Nevertheless, the other was always more suspected of carrying evil within him. Women were the victims, from Pandora on, the first of them whom the Greeks considered responsible for all evils, including the most varied historical examples.

Roxane, wife of Alexander the Great, played the jealous woman ready to assassinate her rivals. Xanthippe, wife of Socrates, became the proverbial nun, daily poison to her husband. Fulvia, who married Marc Antony, was accused of dominating him in such a way as to insult both spouses at the same time. Agrippina, wife and murderer of the emperor Claudius, then mother, guardian and victim of Nero, brought to the heights the feminine exercise of power and evil. Caroline Petit does not forget to recall that these portraits fueled a misogynistic discourse which justified the social inferiority of women and which was produced by men, like all ancient literature.

The other and therefore evil were also, for the Greeks and then the Romans, the barbarian, the foreigner. To the Persians returned the cruelty and refined tortures that the historian Plutarch liked to recount in IIe century of our era. For the Celts, brutality and sacrilege, even human sacrifice, went so far as to justify the massacres committed by Julius Caesar during the Gallic War. To the Carthaginians, mortal enemies of Rome, contempt for the laws, honor and respect for the gods, that is to say the cardinal Roman values.

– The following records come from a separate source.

Issue #5077, opened 2022-01-11
Convert all logging statements from slf4j to jul


trask:
Discussed in #5053

* we should use jul in the instrumentation-api and library instrumentation to be consistent with SDK and limit dependencies
* we should use jul in javaagent instrumentation because using two different logging libraries feels icky

For now at least, the javaagent will continue to shade all jul usage to [PatchLogger.java](https://github.com/open-telemetry/opentelemetry-java-instrumentation/blob/main/javaagent-bootstrap/src/main/java/io/opentelemetry/javaagent/bootstrap/PatchLogger.java) (which will still use slf4j/slf4jsimple under the hood) for the reasons @laurit mentioned above https://github.com/open-telemetry/opentelemetry-java-instrumentation/issues/5053#issuecomment-1008411602, and we will explore redirecting logging to user application logging separately in #5059

PR #5628, opened 2022-03-18
Convert all logging statements from slf4j to jul - part 1

mateuszrzeszutek:
Half of #5077

Not included in this PR:
- tooling, muzzle -- will do that in the next PR
- testing modules -- as far as I understand, we'll probably want to keep using slf4j here; in many tests, we're using testcontainers' built-in facilities to redirect container logs to slf4j logger

### DIFF
--- a/instrumentation-api/src/main/java/io/opentelemetry/instrumentation/api/instrumenter/http/HttpClientMetrics.java
+++ b/instrumentation-api/src/main/java/io/opentelemetry/instrumentation/api/instrumenter/http/HttpClientMetrics.java
@@ -67,13 +67,10 @@ public final class HttpClientMetrics implements RequestListener {
   public void end(Context context, Attributes endAttributes, long endNanos) {
     State state = context.get(HTTP_CLIENT_REQUEST_METRICS_STATE);
     if (state == null) {
-      if (logger.isLoggable(Level.FINE)) {
-        logger.log(
-            Level.FINE,
-            "No state present when ending context "
-                + context
-                + ". Cannot record HTTP request metrics.");
-      }
+      logger.log(
+          Level.FINE,
+          "No state present when ending context {0}. Cannot record HTTP request metrics.",
+          context);
       return;
     }
     duration.record(
--- a/instrumentation-api/src/main/java/io/opentelemetry/instrumentation/api/instrumenter/http/HttpClientMetrics.java
+++ b/instrumentation-api/src/main/java/io/opentelemetry/instrumentation/api/instrumenter/http/HttpClientMetrics.java
@@ -17,8 +17,8 @@ import io.opentelemetry.instrumentation.api.annotations.UnstableApi;
 import io.opentelemetry.instrumentation.api.instrumenter.RequestListener;
 import io.opentelemetry.instrumentation.api.instrumenter.RequestMetrics;
 import java.util.concurrent.TimeUnit;
-import org.slf4j.Logger;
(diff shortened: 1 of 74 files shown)


instrumentation-api/src/main/java/io/opentelemetry/instrumentation/api/instrumenter/http/HttpClientMetrics.java
```diff
@@ -67,8 +67,13 @@ public Context start(Context context, Attributes startAttributes, long startNano
...
     if (state == null) {
-      logger.debug(
-          "No state present when ending context {}. Cannot record HTTP request metrics.", context);
+      if (logger.isLoggable(Level.FINE)) {
+        logger.log(
+            Level.FINE,
+            "No state present when ending context "
+                + context
+                + ". Cannot record HTTP request metrics.");
+      }
```
trask, line 76: I think can parameterize using `{0}` and avoid many of the conditionals

mateuszrzeszutek: AFAIR slf4j (which we're _actually_ using underneath) only recognizes `{}` placeholders - it will treat `{0}` (`{anything}`) literally.

mateuszrzeszutek: Oh, looks like `PatchLogger` already handles that -- my bad, I'll change that PR to use placeholders.

instrumentation-api/src/main/java/io/opentelemetry/instrumentation/api/instrumenter/http/HttpServerMetrics.java
```diff
@@ -79,8 +79,12 @@ public Context start(Context context, Attributes startAttributes, long startNano
...
     State state = context.get(HTTP_SERVER_REQUEST_METRICS_STATE);
     if (state == null) {
-      logger.debug(
-          "No state present when ending context {}. Cannot reset HTTP request metrics.", context);
+      if (logger.isLoggable(Level.FINE)) {
+        logger.log(
+            Level.FINE,
+            "No state present when ending context {0}. Cannot record HTTP request metrics.",
+            context);
+      }
```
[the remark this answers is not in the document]
mateuszrzeszutek: Oops, totally missed that -- thanks!

instrumentation/internal/internal-class-loader/javaagent/src/main/java/io/opentelemetry/javaagent/instrumentation/internal/classloader/BootDelegationInstrumentation.java
```diff
@@ -89,8 +90,8 @@ public void transform(TypeTransformer transformer) {
         //noinspection unchecked
         return (List<String>) methodHandle.invokeExact();
       } catch (Throwable e) {
-        LoggerFactory.getLogger(Holder.class)
-            .warn("Unable to load bootstrap package prefixes from the bootstrap CL", e);
+        Logger.getLogger(Holder.class.getName())
+            .log(WARNING, "Unable to load bootstrap package prefixes from the bootstrap CL", e);
```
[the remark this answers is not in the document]
mateuszrzeszutek: 👍 
I didn't really have an opinion on static import vs no import, so I just went with the default - let's try it out.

Otherness and associated evil could still lurk within the sexual walls. Adultery, free sexuality, pedophilia and zoophilia were combined in a common disapproval by philosophers, who nevertheless seemed little listened to by their contemporaries on this point. But among biographers like Sutone, or orators like Cicron, the debauchery trial was also a weapon to smear a bad emperor, a political rival and of course a woman, whose sexual freedom was even more reprehensible, since it was deemed contrary to her nature. submitted.

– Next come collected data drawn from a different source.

PR #5648, opened 2022-03-21
Fix http concurrency test with large responses

laurit:
While trying to reproduce https://ge.opentelemetry.io/s/cii3nazylwp3y/tests/:instrumentation:google-http-client-1.19:javaagent:test/io.opentelemetry.javaagent.instrumentation.googlehttpclient.GoogleHttpClientAsyncTest/highConcurrency() I made http concurrency tests use a large response which caused some test to fail. Hopefully these changes will make it easier in case a similar test needs to be carried out in the future.

### DIFF
--- a/instrumentation/netty/netty-3.8/javaagent/src/test/groovy/Netty38ClientTest.groovy
+++ b/instrumentation/netty/netty-3.8/javaagent/src/test/groovy/Netty38ClientTest.groovy
@@ -72,7 +72,7 @@ class Netty38ClientTest extends HttpClientTest<Request> implements AgentTestTrai
 
   @Override
   void sendRequestWithCallback(Request request, String method, URI uri, Map<String, String> headers, AbstractHttpClientTest.RequestResult requestResult) {
-    // TODO: context propagation into callbacks is not implemented
+    // TODO: context is not automatically propagated into callbacks
     Context context = Context.current()
     // TODO(anuraaga): Do we also need to test ListenableFuture callback?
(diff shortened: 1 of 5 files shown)


instrumentation/netty/netty-3.8/javaagent/src/test/groovy/Netty38ClientTest.groovy
```diff
@@ -70,17 +72,23 @@ class Netty38ClientTest extends HttpClientTest<Request> implements AgentTestTrai
 
   @Override
   void sendRequestWithCallback(Request request, String method, URI uri, Map<String, String> headers, AbstractHttpClientTest.RequestResult requestResult) {
+    // TODO: context propagation into callbacks is not implemented
```
laurit, line 75: I guess this would need to be corrected with `async-http-client` instrumentation, but we don't instrument `async-http-client` 1.8.

trask:
```suggestion
    // TODO: context is not automatically propagated into callbacks
```

trask (approved):
> I made http concurrency tests use a large response which caused some test to fail. Hopefully these changes will make it easier in case a similar test needs to be carried out in the future.

this sounds like a great test, I'm in favor of adding it

anuraaga (approved):

mateuszrzeszutek (approved):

The innovations of Christianity

With the emergence of Christianity at the end of Antiquity, evil took on a name: Satan. He seeks to intrude into everyone and everywhere, including where the Greeks and Romans would never have suspected it: even in their own literary, philosophical and artistic culture, which Saint Jerome admires, but which he swears to renounce as evil, calling on all Christians limit. The accusation of barbarism then turns against this culture, now classic, in the name of which emperors and polytheist apologists call to fight Christians.

But Christian innovation has its limits. The first suspects remain suspects, and she replaces Pandora as the mother of all evil and justification for the submission of her descendants. The thorny question of the just punishment of the wicked extends further than it breaks with classical thought. For Plato, evil was its own punishment and the villain suffered from his crime even more than his victim. For Plutarch, a Platonic historian and philosopher, the ultimate responsibility for sanctioning evil fell to the gods, whose justice could be awaited, sometimes until the death of the wicked, or even in their following lives. For Christians, it will be in the afterlife that the wicked will finally be unmasked and punished for their misdeeds.

Caroline Petit does not offer a systematic and exhaustive study, but rather an anthology of ancient reflections on evil and its scelerati. So much food for thought for the modern reader, invited to put his categories and his certainties into perspective. It thus offers an example of what Greco-Roman Antiquity is for us today.

No longer just one miracle, as Renan said, for whom almost everything that would make Western culture was already in germ in the Athens of Pricles. But also another civilization, as shown by Jean-Pierre Vernant and as anthropologists understand it: a mirror in which to observe ourselves, and to note that our evidence has nothing universal, even (or especially?) when they touch on categories as essential as good and evil.